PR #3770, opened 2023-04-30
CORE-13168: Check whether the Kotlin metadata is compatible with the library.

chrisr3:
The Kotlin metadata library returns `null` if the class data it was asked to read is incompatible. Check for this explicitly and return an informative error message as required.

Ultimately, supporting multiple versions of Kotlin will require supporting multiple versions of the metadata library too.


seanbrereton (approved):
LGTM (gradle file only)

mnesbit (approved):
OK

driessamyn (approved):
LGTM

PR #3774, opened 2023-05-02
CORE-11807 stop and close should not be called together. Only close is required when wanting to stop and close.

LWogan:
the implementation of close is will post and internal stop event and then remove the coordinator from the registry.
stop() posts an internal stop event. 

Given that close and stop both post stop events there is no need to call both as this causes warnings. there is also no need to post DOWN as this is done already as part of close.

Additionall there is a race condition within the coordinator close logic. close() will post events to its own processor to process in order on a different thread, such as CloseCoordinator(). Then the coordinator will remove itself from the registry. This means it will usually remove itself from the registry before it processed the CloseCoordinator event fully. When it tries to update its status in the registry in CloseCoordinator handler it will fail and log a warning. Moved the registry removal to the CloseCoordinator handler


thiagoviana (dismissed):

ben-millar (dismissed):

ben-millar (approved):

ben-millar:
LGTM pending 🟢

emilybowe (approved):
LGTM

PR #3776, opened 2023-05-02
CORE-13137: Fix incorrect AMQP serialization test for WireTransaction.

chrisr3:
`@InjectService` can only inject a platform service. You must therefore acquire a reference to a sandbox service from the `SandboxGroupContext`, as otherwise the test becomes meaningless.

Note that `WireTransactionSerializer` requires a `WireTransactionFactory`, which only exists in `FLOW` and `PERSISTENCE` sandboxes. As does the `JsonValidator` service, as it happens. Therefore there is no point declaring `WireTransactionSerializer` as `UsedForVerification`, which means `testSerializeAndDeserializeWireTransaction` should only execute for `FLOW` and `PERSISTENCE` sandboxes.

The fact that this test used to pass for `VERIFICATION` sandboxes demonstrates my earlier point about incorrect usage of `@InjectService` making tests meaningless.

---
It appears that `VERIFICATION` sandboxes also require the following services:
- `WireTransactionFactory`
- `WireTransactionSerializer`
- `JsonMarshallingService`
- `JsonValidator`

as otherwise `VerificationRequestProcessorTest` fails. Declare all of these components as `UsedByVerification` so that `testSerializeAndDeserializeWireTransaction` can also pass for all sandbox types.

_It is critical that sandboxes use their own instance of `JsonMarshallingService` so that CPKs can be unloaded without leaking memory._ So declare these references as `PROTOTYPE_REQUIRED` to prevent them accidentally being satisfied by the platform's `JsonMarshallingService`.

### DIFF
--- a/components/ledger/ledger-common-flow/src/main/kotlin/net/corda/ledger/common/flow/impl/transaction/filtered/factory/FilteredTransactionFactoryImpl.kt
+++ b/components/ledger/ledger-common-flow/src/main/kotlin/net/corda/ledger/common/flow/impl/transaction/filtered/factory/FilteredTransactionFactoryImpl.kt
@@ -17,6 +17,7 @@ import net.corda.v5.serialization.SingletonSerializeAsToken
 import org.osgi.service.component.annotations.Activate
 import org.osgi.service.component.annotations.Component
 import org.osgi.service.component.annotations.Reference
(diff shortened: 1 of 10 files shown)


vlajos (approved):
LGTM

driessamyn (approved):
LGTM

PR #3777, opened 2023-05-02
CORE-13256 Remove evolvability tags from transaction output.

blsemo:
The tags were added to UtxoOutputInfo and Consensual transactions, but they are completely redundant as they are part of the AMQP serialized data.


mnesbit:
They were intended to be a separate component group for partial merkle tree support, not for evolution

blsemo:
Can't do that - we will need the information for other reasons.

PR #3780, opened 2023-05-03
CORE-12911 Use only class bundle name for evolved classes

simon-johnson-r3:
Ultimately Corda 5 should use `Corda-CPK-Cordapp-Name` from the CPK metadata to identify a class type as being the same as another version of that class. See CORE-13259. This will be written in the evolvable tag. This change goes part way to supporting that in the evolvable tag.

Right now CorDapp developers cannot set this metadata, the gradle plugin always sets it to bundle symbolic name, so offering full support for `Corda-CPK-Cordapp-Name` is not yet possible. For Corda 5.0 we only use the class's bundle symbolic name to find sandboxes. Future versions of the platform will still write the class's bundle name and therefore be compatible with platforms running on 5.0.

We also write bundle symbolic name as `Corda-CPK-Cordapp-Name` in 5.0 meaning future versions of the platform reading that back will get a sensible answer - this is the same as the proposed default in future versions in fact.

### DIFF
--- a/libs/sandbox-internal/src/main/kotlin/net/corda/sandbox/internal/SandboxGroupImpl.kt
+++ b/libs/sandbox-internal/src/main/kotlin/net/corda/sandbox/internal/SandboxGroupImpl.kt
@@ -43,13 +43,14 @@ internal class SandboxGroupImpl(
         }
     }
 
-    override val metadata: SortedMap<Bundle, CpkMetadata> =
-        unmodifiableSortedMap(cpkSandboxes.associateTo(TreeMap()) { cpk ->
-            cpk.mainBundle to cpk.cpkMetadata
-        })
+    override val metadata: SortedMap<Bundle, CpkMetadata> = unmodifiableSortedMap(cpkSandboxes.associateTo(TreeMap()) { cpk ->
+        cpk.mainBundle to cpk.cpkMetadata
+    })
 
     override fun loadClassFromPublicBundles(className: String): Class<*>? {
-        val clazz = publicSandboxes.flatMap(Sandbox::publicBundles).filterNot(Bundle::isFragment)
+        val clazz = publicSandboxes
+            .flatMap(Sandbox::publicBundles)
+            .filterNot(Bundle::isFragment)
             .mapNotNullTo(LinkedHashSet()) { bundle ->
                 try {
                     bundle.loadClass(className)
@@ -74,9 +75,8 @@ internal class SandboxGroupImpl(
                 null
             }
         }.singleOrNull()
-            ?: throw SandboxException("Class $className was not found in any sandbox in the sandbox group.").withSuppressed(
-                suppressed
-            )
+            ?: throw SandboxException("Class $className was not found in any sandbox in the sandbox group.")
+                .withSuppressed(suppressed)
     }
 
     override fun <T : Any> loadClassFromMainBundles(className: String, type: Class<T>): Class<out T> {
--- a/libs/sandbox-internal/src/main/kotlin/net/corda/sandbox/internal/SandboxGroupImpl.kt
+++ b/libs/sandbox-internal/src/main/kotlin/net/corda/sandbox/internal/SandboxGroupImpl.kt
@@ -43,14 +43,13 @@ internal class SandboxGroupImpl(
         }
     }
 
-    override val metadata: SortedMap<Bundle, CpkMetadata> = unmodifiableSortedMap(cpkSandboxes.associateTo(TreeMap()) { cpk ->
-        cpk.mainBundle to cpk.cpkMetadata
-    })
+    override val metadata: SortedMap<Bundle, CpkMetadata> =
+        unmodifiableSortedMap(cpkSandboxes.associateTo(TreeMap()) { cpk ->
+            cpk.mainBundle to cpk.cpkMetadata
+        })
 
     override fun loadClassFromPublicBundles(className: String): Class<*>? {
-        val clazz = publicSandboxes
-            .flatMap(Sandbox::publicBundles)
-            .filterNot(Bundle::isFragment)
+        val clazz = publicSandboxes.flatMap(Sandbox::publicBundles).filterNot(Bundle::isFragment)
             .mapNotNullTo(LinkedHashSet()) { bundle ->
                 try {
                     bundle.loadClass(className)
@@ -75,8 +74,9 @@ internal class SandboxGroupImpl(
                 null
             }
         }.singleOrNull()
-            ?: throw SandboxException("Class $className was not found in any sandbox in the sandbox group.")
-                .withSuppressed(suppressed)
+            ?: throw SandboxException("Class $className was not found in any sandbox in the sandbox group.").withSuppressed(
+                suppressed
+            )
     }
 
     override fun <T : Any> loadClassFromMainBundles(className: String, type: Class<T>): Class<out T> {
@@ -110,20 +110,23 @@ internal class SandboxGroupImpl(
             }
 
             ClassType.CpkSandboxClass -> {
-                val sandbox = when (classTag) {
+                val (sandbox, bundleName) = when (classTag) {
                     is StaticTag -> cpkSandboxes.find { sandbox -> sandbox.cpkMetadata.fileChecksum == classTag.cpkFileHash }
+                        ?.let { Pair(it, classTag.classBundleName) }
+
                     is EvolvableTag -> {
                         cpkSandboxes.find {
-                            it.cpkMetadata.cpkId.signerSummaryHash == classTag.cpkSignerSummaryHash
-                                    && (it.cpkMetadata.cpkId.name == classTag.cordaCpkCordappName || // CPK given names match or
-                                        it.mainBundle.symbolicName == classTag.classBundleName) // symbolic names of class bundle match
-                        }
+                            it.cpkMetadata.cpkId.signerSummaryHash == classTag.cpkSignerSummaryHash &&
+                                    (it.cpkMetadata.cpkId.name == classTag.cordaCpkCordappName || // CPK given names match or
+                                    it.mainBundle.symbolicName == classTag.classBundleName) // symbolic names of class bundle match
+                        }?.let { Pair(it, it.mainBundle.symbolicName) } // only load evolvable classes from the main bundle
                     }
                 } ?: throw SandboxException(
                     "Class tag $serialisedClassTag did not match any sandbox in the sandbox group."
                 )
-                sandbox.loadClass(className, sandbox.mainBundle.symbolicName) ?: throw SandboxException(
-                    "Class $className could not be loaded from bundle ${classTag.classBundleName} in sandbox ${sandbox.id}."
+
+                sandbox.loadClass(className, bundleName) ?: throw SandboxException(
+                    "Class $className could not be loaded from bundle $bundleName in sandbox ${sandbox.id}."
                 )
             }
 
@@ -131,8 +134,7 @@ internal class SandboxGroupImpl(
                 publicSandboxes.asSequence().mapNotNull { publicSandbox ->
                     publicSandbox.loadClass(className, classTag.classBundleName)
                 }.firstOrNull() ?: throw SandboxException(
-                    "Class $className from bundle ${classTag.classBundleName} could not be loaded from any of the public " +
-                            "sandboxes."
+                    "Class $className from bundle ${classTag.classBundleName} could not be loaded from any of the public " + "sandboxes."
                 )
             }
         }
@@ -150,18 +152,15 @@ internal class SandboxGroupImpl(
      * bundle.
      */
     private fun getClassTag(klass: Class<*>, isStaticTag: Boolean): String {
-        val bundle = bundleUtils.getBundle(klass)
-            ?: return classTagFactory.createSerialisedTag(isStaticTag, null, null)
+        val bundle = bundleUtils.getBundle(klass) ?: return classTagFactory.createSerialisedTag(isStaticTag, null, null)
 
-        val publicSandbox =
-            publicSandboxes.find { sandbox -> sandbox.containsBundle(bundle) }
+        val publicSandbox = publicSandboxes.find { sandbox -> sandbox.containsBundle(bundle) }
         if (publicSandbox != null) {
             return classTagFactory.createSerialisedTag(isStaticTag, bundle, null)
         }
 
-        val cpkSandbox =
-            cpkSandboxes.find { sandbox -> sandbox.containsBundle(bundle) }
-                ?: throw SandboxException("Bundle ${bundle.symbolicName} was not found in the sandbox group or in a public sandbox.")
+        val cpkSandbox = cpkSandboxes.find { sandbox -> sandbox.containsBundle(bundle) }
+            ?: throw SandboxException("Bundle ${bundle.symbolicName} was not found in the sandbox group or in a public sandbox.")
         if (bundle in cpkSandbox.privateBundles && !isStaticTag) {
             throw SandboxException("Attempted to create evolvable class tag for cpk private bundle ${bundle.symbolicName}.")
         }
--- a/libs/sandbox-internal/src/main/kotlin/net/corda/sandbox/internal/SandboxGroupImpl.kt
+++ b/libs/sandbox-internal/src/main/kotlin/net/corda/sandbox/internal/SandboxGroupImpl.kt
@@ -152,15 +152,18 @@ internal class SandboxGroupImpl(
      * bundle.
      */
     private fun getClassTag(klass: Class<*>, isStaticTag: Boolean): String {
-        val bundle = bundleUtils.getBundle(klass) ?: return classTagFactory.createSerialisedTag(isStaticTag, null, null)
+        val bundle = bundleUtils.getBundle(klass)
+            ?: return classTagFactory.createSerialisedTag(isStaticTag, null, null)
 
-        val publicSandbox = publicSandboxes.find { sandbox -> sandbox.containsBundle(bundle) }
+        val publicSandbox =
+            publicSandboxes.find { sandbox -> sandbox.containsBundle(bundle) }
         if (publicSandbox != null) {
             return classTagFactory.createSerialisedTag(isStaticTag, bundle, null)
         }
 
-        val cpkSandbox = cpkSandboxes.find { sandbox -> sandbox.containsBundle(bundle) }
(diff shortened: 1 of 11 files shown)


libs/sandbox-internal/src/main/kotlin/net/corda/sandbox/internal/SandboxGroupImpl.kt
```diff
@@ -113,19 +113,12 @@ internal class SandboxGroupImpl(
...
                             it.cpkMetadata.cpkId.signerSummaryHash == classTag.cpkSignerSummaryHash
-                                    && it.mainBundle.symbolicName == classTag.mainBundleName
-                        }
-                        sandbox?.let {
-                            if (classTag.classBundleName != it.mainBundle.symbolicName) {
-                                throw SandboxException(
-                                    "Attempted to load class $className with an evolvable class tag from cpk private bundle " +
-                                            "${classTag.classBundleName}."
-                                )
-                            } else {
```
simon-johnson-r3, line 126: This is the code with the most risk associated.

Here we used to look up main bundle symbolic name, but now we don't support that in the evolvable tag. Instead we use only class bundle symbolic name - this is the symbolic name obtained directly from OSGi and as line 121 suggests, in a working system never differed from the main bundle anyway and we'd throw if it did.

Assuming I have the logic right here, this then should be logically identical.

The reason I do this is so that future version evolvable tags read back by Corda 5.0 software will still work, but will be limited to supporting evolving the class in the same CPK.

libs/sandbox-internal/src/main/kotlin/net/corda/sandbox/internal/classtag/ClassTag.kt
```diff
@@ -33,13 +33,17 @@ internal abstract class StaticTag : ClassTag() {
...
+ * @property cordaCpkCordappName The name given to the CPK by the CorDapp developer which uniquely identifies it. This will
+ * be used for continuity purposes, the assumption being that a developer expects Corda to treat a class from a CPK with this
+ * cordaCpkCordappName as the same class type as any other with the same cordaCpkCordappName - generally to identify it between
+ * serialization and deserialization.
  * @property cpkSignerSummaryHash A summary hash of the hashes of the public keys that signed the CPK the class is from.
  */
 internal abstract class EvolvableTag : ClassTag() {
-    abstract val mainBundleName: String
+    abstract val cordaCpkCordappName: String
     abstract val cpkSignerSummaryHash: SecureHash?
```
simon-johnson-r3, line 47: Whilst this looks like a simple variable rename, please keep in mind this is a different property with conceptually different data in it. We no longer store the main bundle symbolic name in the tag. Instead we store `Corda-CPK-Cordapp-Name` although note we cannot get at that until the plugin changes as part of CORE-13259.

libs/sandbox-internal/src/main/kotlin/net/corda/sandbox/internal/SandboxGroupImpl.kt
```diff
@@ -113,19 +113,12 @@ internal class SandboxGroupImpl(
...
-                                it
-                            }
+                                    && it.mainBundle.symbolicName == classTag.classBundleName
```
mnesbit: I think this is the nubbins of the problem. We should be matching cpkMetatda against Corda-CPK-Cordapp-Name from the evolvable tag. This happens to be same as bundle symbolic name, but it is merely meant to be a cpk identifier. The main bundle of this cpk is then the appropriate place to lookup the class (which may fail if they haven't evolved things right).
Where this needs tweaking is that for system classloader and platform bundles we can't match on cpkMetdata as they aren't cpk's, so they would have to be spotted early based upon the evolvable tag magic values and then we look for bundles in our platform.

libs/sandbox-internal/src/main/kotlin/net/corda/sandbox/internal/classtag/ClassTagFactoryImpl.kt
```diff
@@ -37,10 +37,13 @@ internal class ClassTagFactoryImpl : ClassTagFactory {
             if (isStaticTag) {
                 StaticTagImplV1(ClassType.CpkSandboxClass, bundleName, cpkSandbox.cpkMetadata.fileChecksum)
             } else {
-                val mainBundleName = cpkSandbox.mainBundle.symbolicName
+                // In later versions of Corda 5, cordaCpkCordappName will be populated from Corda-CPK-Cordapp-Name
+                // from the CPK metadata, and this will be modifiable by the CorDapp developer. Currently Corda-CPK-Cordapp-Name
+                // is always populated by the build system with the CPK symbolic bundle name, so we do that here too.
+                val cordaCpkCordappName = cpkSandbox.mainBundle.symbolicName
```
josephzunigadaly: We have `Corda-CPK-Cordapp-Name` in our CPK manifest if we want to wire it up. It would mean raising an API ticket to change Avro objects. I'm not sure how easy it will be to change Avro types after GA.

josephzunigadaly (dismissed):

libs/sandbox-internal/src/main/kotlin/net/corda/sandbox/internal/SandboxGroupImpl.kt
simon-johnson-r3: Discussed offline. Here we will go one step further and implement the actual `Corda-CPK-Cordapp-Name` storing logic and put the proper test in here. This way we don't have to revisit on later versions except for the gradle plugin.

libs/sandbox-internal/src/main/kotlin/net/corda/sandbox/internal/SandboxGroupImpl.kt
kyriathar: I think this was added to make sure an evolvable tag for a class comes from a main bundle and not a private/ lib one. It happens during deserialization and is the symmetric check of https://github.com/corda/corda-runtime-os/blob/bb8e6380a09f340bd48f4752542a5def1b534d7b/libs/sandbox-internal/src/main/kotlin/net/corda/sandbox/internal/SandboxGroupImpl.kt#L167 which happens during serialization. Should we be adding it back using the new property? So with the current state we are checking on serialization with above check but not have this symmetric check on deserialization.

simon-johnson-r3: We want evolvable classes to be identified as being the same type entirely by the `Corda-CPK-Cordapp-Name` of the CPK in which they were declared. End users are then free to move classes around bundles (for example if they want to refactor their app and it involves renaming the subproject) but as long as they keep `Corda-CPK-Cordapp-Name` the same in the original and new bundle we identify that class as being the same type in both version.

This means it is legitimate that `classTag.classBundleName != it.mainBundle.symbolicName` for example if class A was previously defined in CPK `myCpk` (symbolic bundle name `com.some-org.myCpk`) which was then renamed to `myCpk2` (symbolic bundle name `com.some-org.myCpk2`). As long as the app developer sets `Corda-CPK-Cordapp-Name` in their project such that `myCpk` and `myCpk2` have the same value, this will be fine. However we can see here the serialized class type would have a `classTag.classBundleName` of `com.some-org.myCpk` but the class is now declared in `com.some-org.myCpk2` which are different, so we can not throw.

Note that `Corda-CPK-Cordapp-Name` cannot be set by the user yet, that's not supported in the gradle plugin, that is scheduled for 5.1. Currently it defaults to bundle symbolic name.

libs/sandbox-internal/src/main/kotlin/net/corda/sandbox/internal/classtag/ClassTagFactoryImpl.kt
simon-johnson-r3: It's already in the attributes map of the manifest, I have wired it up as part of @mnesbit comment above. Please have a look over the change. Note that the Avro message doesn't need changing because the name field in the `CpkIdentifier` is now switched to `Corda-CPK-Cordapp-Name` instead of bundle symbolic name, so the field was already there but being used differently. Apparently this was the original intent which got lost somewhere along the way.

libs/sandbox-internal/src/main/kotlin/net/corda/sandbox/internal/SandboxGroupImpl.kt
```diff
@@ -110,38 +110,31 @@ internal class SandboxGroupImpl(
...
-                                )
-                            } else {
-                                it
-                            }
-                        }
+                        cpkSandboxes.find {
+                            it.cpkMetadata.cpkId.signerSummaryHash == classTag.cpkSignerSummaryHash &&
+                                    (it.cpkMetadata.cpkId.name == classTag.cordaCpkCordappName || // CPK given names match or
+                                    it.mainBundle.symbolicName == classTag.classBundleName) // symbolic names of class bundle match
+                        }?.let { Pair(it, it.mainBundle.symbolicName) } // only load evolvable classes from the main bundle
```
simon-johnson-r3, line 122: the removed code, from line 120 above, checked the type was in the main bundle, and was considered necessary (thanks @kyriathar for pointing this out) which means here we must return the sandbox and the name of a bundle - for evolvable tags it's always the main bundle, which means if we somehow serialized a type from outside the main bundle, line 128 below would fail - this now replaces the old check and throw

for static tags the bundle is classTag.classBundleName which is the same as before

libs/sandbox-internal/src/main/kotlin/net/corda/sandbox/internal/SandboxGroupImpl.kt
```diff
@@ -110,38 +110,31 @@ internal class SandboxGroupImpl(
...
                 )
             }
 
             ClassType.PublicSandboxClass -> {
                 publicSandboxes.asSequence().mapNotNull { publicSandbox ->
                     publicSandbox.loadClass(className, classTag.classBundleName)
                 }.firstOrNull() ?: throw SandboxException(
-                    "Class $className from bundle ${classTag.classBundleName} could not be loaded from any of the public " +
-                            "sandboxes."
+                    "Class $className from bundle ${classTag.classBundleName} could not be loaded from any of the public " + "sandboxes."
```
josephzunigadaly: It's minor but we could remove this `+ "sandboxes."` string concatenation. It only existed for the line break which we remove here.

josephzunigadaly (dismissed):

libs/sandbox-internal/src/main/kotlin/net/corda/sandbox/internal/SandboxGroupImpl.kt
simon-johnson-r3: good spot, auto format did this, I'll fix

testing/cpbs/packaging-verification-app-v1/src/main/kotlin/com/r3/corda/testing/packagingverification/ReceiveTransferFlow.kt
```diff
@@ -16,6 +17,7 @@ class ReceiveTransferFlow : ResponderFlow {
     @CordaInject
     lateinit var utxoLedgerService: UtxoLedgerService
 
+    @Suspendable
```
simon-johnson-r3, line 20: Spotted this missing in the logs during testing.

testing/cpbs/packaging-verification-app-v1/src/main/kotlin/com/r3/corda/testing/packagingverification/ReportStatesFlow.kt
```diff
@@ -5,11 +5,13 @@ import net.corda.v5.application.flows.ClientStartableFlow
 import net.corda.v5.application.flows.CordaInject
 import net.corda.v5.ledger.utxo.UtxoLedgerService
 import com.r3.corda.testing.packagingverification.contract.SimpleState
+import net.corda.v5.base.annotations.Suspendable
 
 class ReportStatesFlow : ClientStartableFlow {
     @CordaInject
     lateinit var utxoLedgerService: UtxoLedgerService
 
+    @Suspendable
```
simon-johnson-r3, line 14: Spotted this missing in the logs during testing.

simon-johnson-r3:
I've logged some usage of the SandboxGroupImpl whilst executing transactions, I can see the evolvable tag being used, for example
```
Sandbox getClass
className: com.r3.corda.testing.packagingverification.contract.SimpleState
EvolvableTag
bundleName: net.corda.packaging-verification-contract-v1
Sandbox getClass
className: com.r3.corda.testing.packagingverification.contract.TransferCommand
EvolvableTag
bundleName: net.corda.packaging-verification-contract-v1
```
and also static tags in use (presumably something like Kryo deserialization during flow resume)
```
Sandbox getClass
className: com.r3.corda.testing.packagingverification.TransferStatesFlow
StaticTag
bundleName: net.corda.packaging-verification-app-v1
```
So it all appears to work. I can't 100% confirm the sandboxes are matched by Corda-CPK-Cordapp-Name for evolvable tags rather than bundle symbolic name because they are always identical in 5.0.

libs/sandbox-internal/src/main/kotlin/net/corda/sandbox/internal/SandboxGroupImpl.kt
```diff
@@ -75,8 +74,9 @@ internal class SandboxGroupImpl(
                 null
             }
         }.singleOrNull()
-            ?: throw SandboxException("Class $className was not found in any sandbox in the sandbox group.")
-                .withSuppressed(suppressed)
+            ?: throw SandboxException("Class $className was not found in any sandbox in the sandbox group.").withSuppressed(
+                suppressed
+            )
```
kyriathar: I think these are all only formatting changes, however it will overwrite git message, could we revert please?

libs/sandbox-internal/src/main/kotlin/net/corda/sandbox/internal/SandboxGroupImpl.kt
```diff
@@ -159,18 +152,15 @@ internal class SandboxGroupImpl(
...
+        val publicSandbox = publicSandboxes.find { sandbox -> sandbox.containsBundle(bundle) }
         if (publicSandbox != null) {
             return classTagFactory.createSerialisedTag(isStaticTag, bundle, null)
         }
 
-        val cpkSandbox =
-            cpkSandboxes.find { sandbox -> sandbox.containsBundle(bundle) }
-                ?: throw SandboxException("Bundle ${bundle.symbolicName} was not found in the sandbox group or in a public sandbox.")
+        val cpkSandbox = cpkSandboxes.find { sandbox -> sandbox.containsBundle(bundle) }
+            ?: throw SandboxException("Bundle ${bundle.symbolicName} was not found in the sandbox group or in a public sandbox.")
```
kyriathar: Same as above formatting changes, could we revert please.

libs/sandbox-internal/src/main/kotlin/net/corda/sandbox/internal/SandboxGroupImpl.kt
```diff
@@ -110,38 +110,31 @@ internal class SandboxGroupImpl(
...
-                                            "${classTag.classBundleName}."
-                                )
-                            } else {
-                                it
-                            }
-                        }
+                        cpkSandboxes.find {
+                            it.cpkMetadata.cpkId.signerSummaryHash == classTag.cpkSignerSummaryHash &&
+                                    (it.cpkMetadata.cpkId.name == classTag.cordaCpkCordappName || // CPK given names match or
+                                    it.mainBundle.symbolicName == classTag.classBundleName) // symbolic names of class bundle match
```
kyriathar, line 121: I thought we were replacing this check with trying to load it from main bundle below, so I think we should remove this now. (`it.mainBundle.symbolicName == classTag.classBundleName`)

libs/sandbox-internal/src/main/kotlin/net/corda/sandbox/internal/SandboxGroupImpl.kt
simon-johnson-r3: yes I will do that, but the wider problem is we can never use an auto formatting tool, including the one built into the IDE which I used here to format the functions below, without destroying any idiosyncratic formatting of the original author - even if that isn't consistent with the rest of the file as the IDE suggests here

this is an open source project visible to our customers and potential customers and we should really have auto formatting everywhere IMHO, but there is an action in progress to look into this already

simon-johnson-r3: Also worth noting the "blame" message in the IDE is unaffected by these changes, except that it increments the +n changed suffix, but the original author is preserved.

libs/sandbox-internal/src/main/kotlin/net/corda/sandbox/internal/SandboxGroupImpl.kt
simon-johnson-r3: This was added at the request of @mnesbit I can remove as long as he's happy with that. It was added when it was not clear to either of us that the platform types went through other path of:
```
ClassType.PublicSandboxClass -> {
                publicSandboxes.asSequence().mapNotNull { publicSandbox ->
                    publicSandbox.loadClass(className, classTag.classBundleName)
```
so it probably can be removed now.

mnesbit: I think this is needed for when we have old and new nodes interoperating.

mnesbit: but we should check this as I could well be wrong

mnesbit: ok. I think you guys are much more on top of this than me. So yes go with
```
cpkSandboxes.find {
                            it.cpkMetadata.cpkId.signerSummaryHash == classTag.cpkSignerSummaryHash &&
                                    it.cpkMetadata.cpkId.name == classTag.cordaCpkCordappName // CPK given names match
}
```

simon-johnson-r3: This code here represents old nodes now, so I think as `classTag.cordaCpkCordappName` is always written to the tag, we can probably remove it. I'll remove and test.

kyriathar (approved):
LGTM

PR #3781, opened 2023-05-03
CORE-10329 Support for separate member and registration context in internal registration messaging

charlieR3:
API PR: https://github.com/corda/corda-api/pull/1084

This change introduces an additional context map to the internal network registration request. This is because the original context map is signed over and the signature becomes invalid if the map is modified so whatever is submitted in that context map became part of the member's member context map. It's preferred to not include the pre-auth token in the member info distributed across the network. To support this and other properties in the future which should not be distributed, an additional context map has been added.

* What is needed:
Copy every line from the data that includes the string "PublicSandboxClass".

* Answer space:
             ClassType.PublicSandboxClass -> {
ClassType.PublicSandboxClass -> {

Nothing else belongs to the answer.